Supplementary Figure 9: Success of full length peptide identifications in the three peptides sets generated in this study
From: Building ProteomeTools based on a complete synthetic human proteome

We measured the success of each synthesis by determining the fraction of peptides in a pool that could be identified by LC-MS/MS (the different fragmentation modes are indicated in each plot, all HCD collision energies were combined). Apart from a 1% peptide FDR, no additional score cutoff was applied here. For the ‘proteotypic’ set (top panel), recoveries are generally very high (average ~95 %) and only decrease for very long peptides (high pool numbers) presumably because it becomes increasingly difficult to obtain a full length peptide. For the ‘missing gene’ set (middle panel), recoveries were lower (average ~80 %) likely because of lower success in the LC-MS/MS analysis (e. g. solubility, ionization efficiency, fragmentation efficiency).

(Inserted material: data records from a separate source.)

PR #987, opened 2026-09-18
Support Kinesis Protobuf schema input

sdairs:
Kinesis create and schema discovery now accept Protobuf with `--protobuf-schema-file PATH|-`. The shared reader base64-encodes raw source or descriptor bytes and rejects missing, empty, oversized or format-incompatible input. Existing Kinesis authentication inference is preserved.

Part of #979 and #939 (2 of 4 feature PRs).

Validation: eight Kinesis unit tests and seven wiremock tests pass, including exact file/stdin forwarding on both routes and the authentication regressions. Full combined CLI formatting, default Clippy/tests, no-default check and no-default all-target Clippy passed; current-head CI is green. Live Kinesis ingestion requires an external stream fixture and is not claimed by these tests.


mdevils (approved):

iskakaushik (approved):
LGTM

We note that this was expected given the fact that these peptides were predicted from the protein sequences regardless of any prior observation from biological sources. The recovery of the ‘SRMAtlas’ set (bottom panel) was also lower (average ~65 %) possibly (among other potential factors) because these peptides had been synthesized ~6 years prior to our analysis and because this set contains peptides representing N-linked glycosylation sites after PNGase F digestion which we did not account for in the database search.